- [What to produce] Please report, as a bare number, how many lines below include the string "logger".

(Stored items)

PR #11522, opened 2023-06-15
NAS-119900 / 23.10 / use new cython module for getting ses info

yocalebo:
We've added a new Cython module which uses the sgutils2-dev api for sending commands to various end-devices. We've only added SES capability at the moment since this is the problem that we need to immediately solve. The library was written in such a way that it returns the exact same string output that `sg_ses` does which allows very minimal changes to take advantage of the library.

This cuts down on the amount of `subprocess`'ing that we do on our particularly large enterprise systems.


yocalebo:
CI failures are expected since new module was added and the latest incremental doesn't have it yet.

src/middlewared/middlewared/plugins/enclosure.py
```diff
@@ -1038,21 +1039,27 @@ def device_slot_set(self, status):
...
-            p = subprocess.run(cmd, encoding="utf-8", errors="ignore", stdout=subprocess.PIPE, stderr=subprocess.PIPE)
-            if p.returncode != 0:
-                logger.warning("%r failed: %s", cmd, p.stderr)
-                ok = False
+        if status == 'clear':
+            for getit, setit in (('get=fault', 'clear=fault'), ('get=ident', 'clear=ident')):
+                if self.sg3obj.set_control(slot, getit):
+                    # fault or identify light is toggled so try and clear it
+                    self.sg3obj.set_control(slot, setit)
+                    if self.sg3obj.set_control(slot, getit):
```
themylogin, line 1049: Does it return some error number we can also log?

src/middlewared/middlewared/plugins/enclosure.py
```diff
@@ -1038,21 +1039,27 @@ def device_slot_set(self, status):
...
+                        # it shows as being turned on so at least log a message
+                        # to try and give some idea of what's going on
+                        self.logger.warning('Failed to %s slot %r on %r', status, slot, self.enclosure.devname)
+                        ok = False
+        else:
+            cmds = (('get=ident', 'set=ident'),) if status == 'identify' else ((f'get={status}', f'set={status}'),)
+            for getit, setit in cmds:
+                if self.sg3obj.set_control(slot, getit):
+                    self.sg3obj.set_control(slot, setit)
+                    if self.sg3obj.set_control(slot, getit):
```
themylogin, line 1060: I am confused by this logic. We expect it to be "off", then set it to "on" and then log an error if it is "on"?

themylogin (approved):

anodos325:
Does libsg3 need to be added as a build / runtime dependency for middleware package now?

- [Exercise answer] 2